%%

PR #3899, opened 2026-08-13
Retry transient asset download errors

### LINKED ISSUE #3774: [BUG] Test asset downloads have no retry, so one transient HTTP 5xx from GitHub fails a whole CI job
## Bug Description

`download_git_folder()` in `newton/_src/utils/download_assets.py` performs its network fetch exactly once. When GitHub returns a transient error, the exception is re-raised as a `RuntimeError` and whichever test triggered the download errors out, failing the entire CI job even though every other test in the run passed.

This hit two jobs within four minutes on the same PR, on different runners and against two different upstream repositories, which points at a short GitHub-side degradation rather than anything in the code under test:

| Job | Tests run | Repo being fetched | Test that errored | git stderr |
|---|---|---|---|---|
| GPU Unit Tests (AWS EC2) | 5205, `errors=1` | `mujoco_menagerie` @ `affef083` | `setUpClass (test_menagerie_mujoco.TestMenagerie_AnyboticsAnymalC)` | `HTTP 503` then `fatal: error reading section header 'shallow-info'` |
| newton-unittests (windows-latest) | 4183, `errors=1` | `newton-assets` @ `261cd1f4` | `test_import_usd.TestImportSampleAssetsBasic.test_g1` | `HTTP 503` then `fatal: expected 'packfile'` |

Both tracebacks bottom out at the same unprotected call:

```
File "newton/_src/utils/download_assets.py", line 379, in download_git_folder
    repo.git.fetch("origin", ref, "--depth=1", "--filter=blob:none")
...
git.exc.GitCommandError: Cmd('git') failed due to: exit code(128)
  cmdline: git fetch origin affef0836947b64cc06c4ab1cbf0152835693374 --depth=1 --filter=blob:none
  stderr: 'error: RPC failed; HTTP 503 curl 22 The requested URL returned error: 503
fatal: error reading section header 'shallow-info''

The above exception was the direct cause of the following exception:
...
File "newton/_src/utils/download_assets.py", line 420, in download_git_folder
    raise RuntimeError(f"Git operation failed: {e}") from e
RuntimeError: Git operation failed: ...
```

## Why This Is Worth Fixing

- One dropped connection throws away a 22 minute GPU run and a 28 minute Windows run.
- Every occurrence costs a maintainer a manual re-run plus the runner time to redo the whole suite.
- It teaches reviewers to wave off red CI as "probably the asset server again", which is how a real regression eventually slips through.
- The module already establishes the pattern. `_safe_rename()` (line 52) retries up to 5 times with a delay to absorb transient filesystem races. The network calls, which fail far more often than a rename does, get no such treatment.

## Suggested Fix

1. **Add a bounded retry with exponential backoff** around the two network operations in `download_git_folder()`: `repo.git.fetch(...)` (line 379) and `gitpython.Repo.clone_from(...)` (line 384). Three or four attempts with a growing delay would have absorbed both failures above.
2. **Only retry transient signatures.** Inspect the `GitCommandError` stderr and retry on `HTTP 5xx`, `RPC failed`, `early EOF`, `the remote end hung up`, `error reading section header`, and `expected 'packfile'`. Do not retry an unknown ref or an auth failure, because those never succeed and retrying only delays a legitimate error.
3. **Reset the temp directory between attempts.** A failed shallow fetch can leave a partial object store behind, so each retry should start from a clean `temp_dir` rather than resuming into the remains of the previous attempt.
4. **Optionally cache assets in CI.** The workflows already restore the Warp kernel cache (`ci.yml`, `aws_gpu_tests.yml`) but not the asset cache. Assets are pinned to fixed SHAs (`NEWTON_ASSETS_REF`, `MENAGERIE_REF`), so an `actions/cache` entry keyed on those SHAs covering `NEWTON_CACHE_PATH` would make most runs a cache hit and take the network off the common path entirely.

One clarification on the current fallback behavior: `_get_latest_commit_via_git()` (line 141) already swallows network errors and falls back to a cached copy, but when the ref is a pinned 40-character SHA it returns immediately without contacting the network at all. The fetch is therefore the only call that touches the network in the pinned-SHA path, and it is exactly the one with no protection.

## Reproduction Script

```python
# Requires a cold cache, e.g. NEWTON_CACHE_PATH pointed at an empty directory.
# A single simulated transient error is enough to lose the download,
# because there is no second attempt.
from unittest import mock

import git

import newton

transient = git.exc.GitCommandError(
    "git fetch",
    128,
    b"error: RPC failed; HTTP 503 curl 22 The requested URL returned error: 503\n"
    b"fatal: expected 'packfile'",
)

with mock.patch("git.Repo.init", side_effect=transient):
    newton.utils.download_asset("unitree_g1/usd")
    # RuntimeError: Git operation failed: Cmd('git') failed due to: exit code(128)
```

## System Information

- Reproduced on CI rather than locally, on two platforms at once:
  - `Run GPU Tests / Run GPU Unit Tests on AWS EC2`, Linux, Python 3.12
  - `run-newton-tests / newton-unittests (windows-latest)`
- Warp: 1.16.0.dev20260716
- The affected file is `newton/_src/utils/download_assets.py`, which was not modified by the PR whose CI surfaced this.

Miko997:
## Description

Retry transient Git fetch and clone failures up to three times with 1 and 2 second backoff. Each retry starts with a clean temporary directory. Permanent and unknown errors still fail immediately.

Closes #3774

## Checklist

## Test plan

```
uv run --extra dev -m unittest newton.tests.test_download_assets -v
uvx pre-commit run -a
uvx --from towncrier==25.8.0 towncrier build --draft --version 1.6.0 --date 2026-08-13
```

37 tests passed. All pre-commit hooks passed. The changelog draft rendered successfully.

## Bug fix

**Steps to reproduce:**

1. Start with an empty asset cache.
2. Return a transient HTTP 5xx from Git during a sparse fetch or clone.
3. Observe that the first `GitCommandError` aborts the download.

**Minimal reproduction:**

The issue contains a mock-based reproduction for the failing fetch path.

## Summary by CodeRabbit

* **Bug Fixes**
  * Asset downloads now automatically retry transient Git failures up to three times with increasing delays.
  * Temporary download data is reset between attempts to improve recovery from incomplete downloads.
  * Permanent errors, such as authentication failures, are reported immediately without retries.
* **Documentation**
  * Added changelog information describing the improved retry behavior.

### DIFF
--- a/newton/_src/utils/download_assets.py
+++ b/newton/_src/utils/download_assets.py
@@ -26,6 +26,38 @@ MENAGERIE_URL = "https://github.com/google-deepmind/mujoco_menagerie.git"
 MENAGERIE_REF = "affef0836947b64cc06c4ab1cbf0152835693374"
 
 _SHA_RE = re.compile(r"[0-9a-f]{40}")
+_HTTP_SERVER_ERROR_RE = re.compile(r"\bhttp 5\d\d\b", re.IGNORECASE)
+_GIT_DOWNLOAD_ATTEMPTS = 3
+_GIT_DOWNLOAD_RETRY_DELAY = 1.0
+_TRANSIENT_GIT_ERROR_PATTERNS = (
+    "rpc failed",
+    "early eof",
+    "the remote end hung up",
+    "error reading section header",
+    "expected 'packfile'",
+)
+_PERMANENT_GIT_ERROR_PATTERNS = (
+    "authentication failed",
+    "permission denied",
+    "repository not found",
+    "couldn't find remote ref",
+    "http 401",
+    "http 403",
+    "http 404",
+)
+
+
+def _is_transient_git_error(error: Exception) -> bool:
+    """Return whether a Git error indicates a transient network failure."""
+    stderr = getattr(error, "stderr", "") or ""
+    if isinstance(stderr, bytes):
+        stderr = stderr.decode(errors="replace")
+    details = stderr.lower()
+    if any(pattern in details for pattern in _PERMANENT_GIT_ERROR_PATTERNS):
+        return False
+    return bool(_HTTP_SERVER_ERROR_RE.search(details)) or any(
+        pattern in details for pattern in _TRANSIENT_GIT_ERROR_PATTERNS
+    )
 
 
 def _get_newton_cache_dir() -> str:
@@ -356,9 +388,6 @@ def download_git_folder(
     _cleanup_stale_temp_dirs(cache_path, base_prefix)
 
     try:
-        if temp_dir.exists():
-            _safe_rmtree(temp_dir)
-
         if cached is not None:
             print(
                 f"New version of {folder_path} found "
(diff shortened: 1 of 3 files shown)


newton/_src/utils/download_assets.py
```diff
@@ -26,6 +26,38 @@
 MENAGERIE_REF = "affef0836947b64cc06c4ab1cbf0152835693374"
 
 _SHA_RE = re.compile(r"[0-9a-f]{40}")
+_HTTP_SERVER_ERROR_RE = re.compile(r"\bhttp 5\d\d\b", re.IGNORECASE)
+_GIT_DOWNLOAD_ATTEMPTS = 3
+_GIT_DOWNLOAD_RETRY_DELAY = 1.0
+_TRANSIENT_GIT_ERROR_PATTERNS = (
```
camevor, line 32: The transient allowlist misses Git’s common `The requested URL returned error: 503` error, so that failure still receives no retry. Could we invert this policy and retry fetch()/clone_from() failures unless they match a known non-retryable pattern?

Since that would make unknown `GitCommandErrors` retryable, please also scope the catch to the actual fetch/clone call so failures from init, remote setup, sparse checkout, or checkout still fail immediately.

newton/_src/utils/download_assets.py
```diff
@@ -26,6 +26,38 @@
...
+)
+_PERMANENT_GIT_ERROR_PATTERNS = (
+    "authentication failed",
+    "permission denied",
+    "repository not found",
+    "couldn't find remote ref",
+    "http 401",
+    "http 403",
+    "http 404",
+)
```
camevor, line 47: If we switch to retry-by-default, some additional high-confidence non-retryable conditions are:
- host key verification failed
- no space left on device
- read-only file system

newton/_src/utils/download_assets.py
```diff
@@ -368,32 +397,44 @@ def download_git_folder(
...
-                depth=1,
-                no_checkout=True,
-                multi_options=["--filter=blob:none", "--sparse"],
-            )
-            try:
-                repo.git.sparse_checkout("set", folder_path)
-                repo.git.checkout(ref)
-            finally:
-                repo.close()
+                if temp_dir.exists():
```
camevor: Nit: please scope the caught `GitCommandError` to the actual fetch/clone call so failures from init, remote setup, sparse checkout, or checkout still fail immediately.

newton/_src/utils/download_assets.py
```diff
@@ -368,32 +397,44 @@ def download_git_folder(
...
+                        repo.git.sparse_checkout("set", folder_path)
+                        repo.git.checkout(ref)
+                    finally:
+                        repo.close()
+                break
+            except GitCommandError as e:
+                if attempt == _GIT_DOWNLOAD_ATTEMPTS - 1 or not _is_transient_git_error(e):
+                    raise
+                delay = _GIT_DOWNLOAD_RETRY_DELAY * 2**attempt
+                print(f"Transient Git error. Retrying in {delay:g} seconds...")
```
camevor, line 436: Please include the error caught here or print it separately. Otherwise, a successful retry hides the diagnostic.

camevor (commented):
Thanks for your contribution @Miko997!

Looks good to me overall. One simplification I’d like before merging is to replace the transient/permanent classification with a single list of non-retryable patterns.

camevor:
On rereading the issue’s requested behavior, the transient allowlist is intentional. Please disregard my comments about inverting the retry policy and expanding the permanent list.

camevor (approved):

%%

_REQUIREMENT:_ Looking at the data above, say how many lines contain the word "origin", with no added words.

_EXPECTED OUTPUT:_ 2